# Freud Adjustable Tongue & Groove bits



## joea (Dec 8, 2018)

I bought a Freud 1-3/4" Diameter Adjustable Tongue & Groove Bit Set on Amazon. 1/2 inch shaft.

Pretty happy with it until I actually began to use it to cut a tongue. Seems it vibrates at bit. Noisy anyway, spinning no load, and it is making me edgy. Variable speed router is set to a lower speed, that I think is correct.

I did adjust the bit, by moving the "spare shims" to each side of the bearing to get the tongue thickness I wanted, about a 1/4 inch. 

The bit is inserted pretty deep into the collet, but not all the way, maybe 1/4 inch exposed shaft. Most of the pictures I have seen of the setup show the upper and lower cutter carbides "in line" along the axis of the bit. I tried varying that to "split the difference" but that seemed to not really change anything.

Since this is my first use of a bit this large and adjustable at that, I thought I would ask those here for some advice.


----------



## Stick486 (Jan 4, 2013)

tell us about yur table....
in detail...


----------



## joea (Dec 8, 2018)

Stick486 said:


> tell us about yur table....
> in detail...


Table? 

Ok. just a typical cheapo "sears" table top, 925479 with short legs and a fence. While I was getting the number and some pictures, on a wild hare came up to me and whispered "try slowing it down some more". Dummy bunny. It got worse. So, being a bright feller, I sped it up, bit by bit, so to speak, and it smoothed out perfectly. It now inspires a wee bit of confidence. And certainly cuts easier.

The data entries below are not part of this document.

PR #219, opened 2020-02-28
Wake up consumers

andrewchoi5:
Wake up consumers gracefully


src/main/java/com/linkedin/kmf/services/ConsumeService.java
```diff
@@ -194,6 +195,7 @@ public void onComplete(Map<TopicPartition, OffsetAndMetadata> topicPartitionOffs
       }
     }
     /* end of consume() while loop */
+    _baseConsumer.close();
```
andrewchoi5: graceful shutdown by closing when the boolean flag is set.

src/main/java/com/linkedin/kmf/services/ConsumeService.java
```diff
@@ -61,6 +61,7 @@
   private String _name;
   private static final String METRIC_GROUP_NAME = "consume-service";
   private static Map<String, String> tags;
+  private final AtomicBoolean _closed = new AtomicBoolean(false);
```
Lincong: Why not just use the `_running` AtomicBoolean variable? When `awaitShutdown` or `stop` is called, set the `_running` value to be false, then the while loop in the `consume` method will exit.

In general, I prefer not to use multiple (atomic) Boolean variables together to represent states. One way that I aways use to represent a state machine (states + transitions among states) is to define an Enum and use AtomicReference<EnumDefined>

andrewchoi5: `_running` utilized.

src/main/java/com/linkedin/kmf/services/ConsumeService.java
```diff
@@ -235,7 +237,7 @@ public synchronized void start() {
   public synchronized void stop() {
     if (_running.compareAndSet(true, false)) {
       try {
-        _baseConsumer.close();
+        _running.set(false);
```
smccauliff: This won't do anything since _running.compareAndSet would have already set this to false.

src/main/java/com/linkedin/kmf/services/ConsumeService.java
```diff
@@ -245,6 +247,8 @@ public synchronized void stop() {
 
   @Override
   public void awaitShutdown() {
+    _running.set(false);
+    _baseConsumer.wakeup();
```
smccauliff: From the Service interface documentation:

```java
  /**
   * Implementations of this method must be thread safe and must be blocking.
   */
  void awaitShutdown();
```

No idea if it is some "sweet spot" for the bit, the router, or the combination. But, it is what it is.


----------



## gdonham1 (Oct 31, 2011)

Joea,

There is nothing wrong with a "cheapo" table if it fits your needs. The following is from Wood Magazine about router speed:

================================================

Routers with variable-speed motors run between 8,000 and 26,000 rpm. More important than speed at the bit shank, though, is a bit's rim speed, the velocity of the cutter at the farthest point from the center of the shank. For example, a 1⁄2 "-diameter bit spinning at 10,000 rpm runs almost 15 mph at the tip of the cutter. Increase the speed to 25,000 rpm and the bit's rim is traveling at 37 mph. Now take a 3"-diameter raised-panel bit. At 10,000 rpm the rim travels nearly 90 mph, but at 25,000 rpm the rim speed would capture the pole at any NASCAR race: 223 mph!

Speeds greater than 100 mph put excessive stress on bits, especially those with 1⁄4 " shanks, and increase vibration. In addition, cutting performance suffers, as shown below, when speed exceeds the optimum level. Routing at a too-fast speed causes tear-out and burn marks on the workpiece and dulls bits faster. Routing with the speed set too slow leads to choppy, rough, or rippled cuts.

===================================================
I use the Frued adjustable bits for rail and stile. The bits make a lot of noise so wear hearing protection. If you are getting excessive vibration from the whole router table then screw some boards on the bottom of the router table and then clamp it down. You should be clamping it down anyway. With the table being rather lightweight, a spinning large bit and depending on your feed rate you have a lot of moving parts to cause problems. 

If the bits are not loosening the screw that holds the cutters together then it is just the combination of your router table vibration, router speed and router bit rotation. 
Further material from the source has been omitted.